I have discussed organic reaction data mining in this blog last year. (link) In this type of exercise an organic synthesis laboratory procedure written down in some supplemental info source is analyzed by a computer algorithm with all relevant information (reactants, reagents with amounts and units, different action such as mixing, stirring and heating) extracted for storage in a database. The information then allows you to for instance put a synthesis robot to work and perform the actual synthesis described in the procedure. One pioneer is Leroy Cronin of Glasgow University and his Chemify has the look and feel of a startup but the website that was made available to test out the mining algorithm is no longer available.
At the occasion I did mention the data mining work done by Philippe Schwaller at IBM Research but today I found out I had completely missed the IBM RXN website he is associated with. We will take a look!
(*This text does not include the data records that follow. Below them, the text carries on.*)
PR #303, opened 2020-03-16
eos: Report metrics from parental controls page

pwithnall:
If the user chooses to enable parental controls when setting up the
computer, send a metrics event which contains the initial parental
controls settings. Don’t send an event if parental controls are not
enabled.

This will give us an idea of the more and less popular parental controls
features. If they are compared against parental controls settings set or
changed after initial setup, this metric will also give us an idea of
how people change their parental controls (presumably tweaking them
since they set them incorrectly in the first place).

This commit should not be upstreamed.

Signed-off-by: Philip Withnall <withnall@endlessm.com>

https://phabricator.endlessm.com/T28742

### DIFF
--- a/gnome-initial-setup/pages/parental-controls/gis-parental-controls-page.c
+++ b/gnome-initial-setup/pages/parental-controls/gis-parental-controls-page.c
@@ -25,6 +25,7 @@
 
 #include "config.h"
 
+#include <eosmetrics/eosmetrics.h>
 #include <glib.h>
 #include <glib-object.h>
 #include <glib/gi18n.h>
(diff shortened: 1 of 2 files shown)


pwithnall:
Depends on https://gitlab.freedesktop.org/pwithnall/malcontent/-/merge_requests/45 (and a backport of that to EOS). Currently untested other than to check that it compiles.

gnome-initial-setup/pages/parental-controls/gis-parental-controls-page.c
```diff
@@ -46,6 +47,24 @@ struct _GisParentalControlsPage
 
 G_DEFINE_TYPE (GisParentalControlsPage, gis_parental_controls_page, GIS_TYPE_PAGE)
 
+#define GIS_PARENTAL_CONTROLS_METRIC "5eae336c-f431-43f3-8e17-e0976b856bd8"
```
wjt: I did have a passing thought about how we will distinguish this event from the same event submitted by something in the user session. Actually this can be done because events include the Unix UID that submitted them.

One purely bikeshed based comment based on the convention used in other projects:

```suggestion
#define GIS_PARENTAL_CONTROLS_EVENT "5eae336c-f431-43f3-8e17-e0976b856bd8"
```

pwithnall: :+1:

pwithnall:
Updated to bump the malcontent dependency to 0.7.0 for the new API: Jenkins should pass now. Debian changes in #308.

mwleeds:
bot, retest this please

pwithnall:
Sigh, #309 is needed too, sorry.

mwleeds:
bot, retest this please

PR #305, opened 2020-03-16
Fix crashes when saving parental controls settings

mwleeds:
These are cherry picks from this upstream MR: https://gitlab.gnome.org/GNOME/gnome-initial-setup/-/merge_requests/80

https://phabricator.endlessm.com/T28787


pwithnall:
I think this can be merged as soon as it’s accepted upstream.

pwithnall:
[Merged upstream](https://gitlab.gnome.org/GNOME/gnome-initial-setup/-/merge_requests/80#note_741951).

In the IBM work the machine translation from text to a list of procedure steps is based on a so-called transformer-based encoder-decoder architecture. This transformer model takes an input sentence and identifies all the relationships between the words in the sentence. For example, In the sentence "the mixture was stirred and water was added to it" the words "stirred" and "it" are both strongly related to the word "mixture". This encoder information is then transferred in a big data matrix to the decoder part which assembles the translation. Because the relationships are weighted, the architecture is said to be attention-aware. This concept was introduced by Google researchers in a landmark paper called "Attention is all you need" in 2017 (DOI) and if today you Google-translate a website, this is the technology it is based on.
The IBM RXN site allows anyone (login is required but access is free) to try out the IBM data mining solution and it works super easy. Take a procedure, for example one from the USPTO collection (file), copy & paste into the form, run and collect the result.
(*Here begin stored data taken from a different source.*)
PR #306, opened 2020-03-18
fixup! password: Add eye icons to toggle password visibility

mwleeds:
Make the "show password" icon match the one in GNOME Shell, rather than
being reversed.

https://phabricator.endlessm.com/T29262

### DIFF
--- a/gnome-initial-setup/pages/password/gis-password-page.c
+++ b/gnome-initial-setup/pages/password/gis-password-page.c
@@ -327,11 +327,15 @@ on_entry_icon_press (GtkEntry            *entry,
   if (icon_pos != GTK_ENTRY_ICON_SECONDARY)
     return;
 
+  /* We show the eye icon with a slash through it when the password is not
+   * visible, which is consistent with how gnome-shell works in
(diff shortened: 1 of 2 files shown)


gnome-initial-setup/pages/password/gis-password-page.c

ADD Chlorobenzotrifluoride (18.5 g, 100 mmol)
ADD piperazine (12.9 g, 150 mmol)
ADD toluene (120 ml)
ADD tetrahydrofuran (80 ml)
DEGAS with unknown for 15 min
ADD DRYSOLUTION over sodium tert-butoxide
DEGAS with unknown for 10 min
ADD 2-(2,6-dimethoxyphenyl)phenyldicyclohexylphosphine (41 mg, 0.1 mmol)
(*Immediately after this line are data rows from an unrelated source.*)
PR #312, opened 2020-04-06
fixup! eos: Report metrics from parental controls page

pwithnall:
This should be squashed in when we next rebase.

It reworks the metrics submission for parental controls to use the same
event (data format and UUID) as the event submitted by
malcontent-control when a user’s parental controls are changed. A
`IsInitialSetup` field differentiates the two.

This allows shared code for processing the events on the server, and
allows some more comparisons to be made between initial-setup and
malcontent-control events.

https://phabricator.endlessm.com/T28742


pwithnall:
Currently untested due to https://phabricator.endlessm.com/T29711, but open for review anyway.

ADD (dibenzylideneacetone)palladium (20 mg, 0.025 mmol)
ADD THF (10 ml)
STIR for 30 min under nitrogen
SETTEMPERATURE room temperature
STIR for 8 h at 90° C
SETTEMPERATURE 50° C
EXTRACT with dilute hydrochloric acid
PH with sodium hydroxide solution to pH 10
FILTER keep precipitate
DRYSOLID under vacuum
YIELD N-(4-trifluoromethylphenyl)piperazine (21.4 g, 93 mmol, 93%)
And not only there is the website but the source code is also available and an API. (at github). This opens up a new avenue for the KMT automated organic reaction harvesting project: supplemental info (with proper data) >> IBM RXN >> Opsin >> MariaDB >> RDKit.
The site has another feature: reaction prediction! Take any two reactions and an algorithm will give you the product. This section is based on work published in 2019 (DOI) and surprisingly this algorithm also works via a transformer model but instead of translating English sentences, the input is now a SMILES reaction string.
In one result (with this reaction) depicted below, the input is the first part of the SMILES string. In the diagram on the right, the relationships between the different atoms are made visible. The prediction is pretty good given that it is a pretty obscure oxidation reaction, the base was left out and the reaction was also published just three months ago.